I agree with the author that hstore is very interesting, but the data structures are not the key selling point in the NoSQL space in my opinion. The most overlooked advantage to things like Cassandra and Riak are the fact that you have no single point of failure in the system. If an individual node fails, there is no operational impact.

Postgres does have (finally!) a nice replication story, so you have data protection on a second server, but the failover mechanics are much more complicated and you still have a single point of failure at the master/writer node. The story gets even more operationally complex when you talk about sharding and the fact that you now have to have a replica per master -- and it really needs to be the same size as the master if you want to be able to trust that you have enough capacity to fail over to it. Suddenly you need to have half of your database capacity sitting idle.

Now, don't get me wrong, I think Postgres is a wonderful database server. For the vast majority of applications it is the correct default choice. Very few applications ever get to the point where they need to scale further than they can get vertically on a single node and most can tolerate a few minutes of downtime to fail over to a backup server. Hand-wavy "sharding is easy" comments, however, ignore a lot of operational reality and that's dangerous.

Understand your use case. Understand the failure modes. Decide how available your datastore needs to be and how much data you need to support. Know the consequences of the choices you make.

Agreed, but of course the massive write parallelism and fault tolerance of DBMS like Cassandra comes at the cost of dropping ACID, which may cause a lot of complexity elsewhere in the system. It also comes at the cost of limiting the types of queries you can perform without resorting to procedural code (at least in the case of column family based architectures). In other words, it comes at the cost of productivity.

So, even if sharding is not easy, you can do quite a lot of it in the time you save by not having to code around the limitations of most noSQL DBMS.

The day will come when RDBMS are secret productivity weapon of smaller companies that don't feel they have to act like they were Google.

That said, there are very good reasons not to use RDBMS in cases where the data model or specific access patterns just don't fit. But in most of those cases, I find that using in memory data structures combined with file system storage or something like BerkeleyDB is a much better fit than any server based DBMS.

> comes at the cost of dropping ACID

Do remember though that, as discussed here recently, most RDBMSs do not act in a fully ACID compliant way by default. IIRC it is providing a complete isolation guarantee often also provides a hefty performance hit so compromises are made in this area unless you explicitly tell it to be as careful as it can. I imagine this can cause quite a nightmare for master<->master replication.

There are a lot of people using "noSQL" options for the wrong reasons (such as to be buzzword compliant, or because they don't understand SQL), but there are issues that traditional RDBMSs have that stick-in-the-muds like me (who cringe at the phrase "eventual consistency" should be more aware of than we generally are.
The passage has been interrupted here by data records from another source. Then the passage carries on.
PR #7455, opened 2026-01-20
Deprecate `AstronomicalSimulation`

robertbastian:
#7320

## Changelog

icu_calendar: Deprecate `AstronomicalSimulation` (use `UmmAlQura` or a custom calendar instead)

### DIFF
--- a/components/calendar/src/cal/hijri.rs
+++ b/components/calendar/src/cal/hijri.rs
@@ -146,9 +146,16 @@ pub trait Rules: Clone + Debug + crate::cal::scaffold::UnstableSealed {
 /// Currently, this uses simulation results published by the KACST,
 /// making it identical to [`UmmAlQura`].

Making the right choices about your data storage can be hard.

That said, there are very good reasons not to use RDBMS in cases where the data model or specific access patterns just don't fit. But in most of those cases, I find that using in memory data structures combined with file system storage or something like BerkeleyDB is a much better fit than any server based DBMS.
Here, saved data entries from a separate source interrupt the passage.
PR #7456, opened 2026-01-20
Safely handle panics in the replace_cart callback

### LINKED ISSUE #7431: `Yoke::wrap_cart_in_box` would have UB if `Box::new` panics
As far as I'm aware, `Box::new` is permitted to panic (see [`handle_alloc_error`](https://doc.rust-lang.org/std/alloc/fn.handle_alloc_error.html)). Therefore, `Yoke::wrap_cart_in_box` can violate the safety contract of `Yoke::replace_with_cart`.

# Possible Solution
Instead of the current implementation:
```rust
    pub unsafe fn replace_cart<C2>(self, f: impl FnOnce(C) -> C2) -> Yoke<Y, C2> {
        Yoke {
            // Safety note: the safety invariant of this function guarantees that
            // the data that the yokeable references has its ownership (if any)
            // transferred to the new cart before self.cart is dropped.
            yokeable: self.yokeable,
            cart: f(self.cart),
        }
    }
```
I think it would suffice to do:
```rust
    pub unsafe fn replace_cart<C2>(self, f: impl FnOnce(C) -> C2) -> Yoke<Y, C2> {
        let yokeable = ManuallyDrop::new(self.yokeable);
        let cart = f(self.cart);
        Yoke {
            // Safety note: the safety invariant of this function guarantees that
            // the data that the yokeable references has its ownership (if any)
            // transferred to the new cart before self.cart is dropped, unless
            // `f` panics, in which case the above `ManuallyDrop` ensures that
            // the yokeable is leaked (preventing any UB from dropping the
            // yokeable after its cart).
            yokeable: yokeable.into_inner(),
            cart,
        }
    }
```
The safety docs would also have to be updated (this strictly loosens the restrictions placed on users, so it should not be breaking), and it should instead be noted that if `f` panics, then the yokeable is leaked (and the panic is propagated).

Manishearth:
Fixes #7431

## Changelog

yoke: Handle potential UB around panicky callbacks in `replace_cart`

### DIFF
--- a/CHANGELOG.md
+++ b/CHANGELOG.md
@@ -136,6 +136,7 @@ Fully filled in up to 30c187f4b7
     - `yoke`, `yoke_derive`: `0.8.1 -> ???`
         - impl common traits (Display, PartialEq/Eq, PartialOrd/Ord) (#7400)
         - derive: Allow trait bounds in `where` clauses (unicode-org#7230)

I want to go into this just a little. The issue here is just that there are tradeoffs. Understanding these tradeoffs is what good design is about.

RDBMS's excel at one thing: presenting stored data for multiple purposes. This is what relational algebra gets you and while SQL is not relational algebra it is an attempt to bridge relational algebra with a programming language.

An RDBMS will never be as fast performance-wise as a basic object storage system. However, what it buys you is flexibility for that part of the data that needs to be presented for multiple uses.

So the sort of access pattern that doesn't fit is something like an LDAP server. Here you have a well-defined method for integrating the software, and the use cases for ad hoc reporting usually aren't there.

On the other hand, you have something like an ERP that allows file attachments to ERP objects. Even though the data model doesn't fit exactly, you can't do this gracefully with a NoSQL solution.

So I suggest people think about the need for flexibility in reporting. the more flexibility required, the more important an RDBMS becomes.

Additionally if you have multiple applications hitting the same database, an RDBMS is pretty hard to replace with any other possible solution.

Codd emphasised the relational model as being able to change the underlying storage representation without breaking apps.

Will this eventually be a problem for NoSQL? Or, is the scalability worth the sacrifice?

Or, does NoSQL typically have only one (main) app, so making it work with a specific storage representation is not a big deal? The relational use-case was many different apps, with different versions, needing different access paths to the data. But if you just have one known set of access paths (like a REST URI), you can just design the DB for that. Hierarchical databases worked well when just one DB, one app; they just weren't very flexible.

Hierarchical databases are fast and simple but inflexible as the relationship is restricted to one-to-many, only allowing for one parent segment per child. http://it.toolbox.com/wiki/index.php/Hierarchical_Database

>Cassandra comes at the cost of dropping ACID

Suddenly I want to spend my next Saturday night setting up Cassandra at a party...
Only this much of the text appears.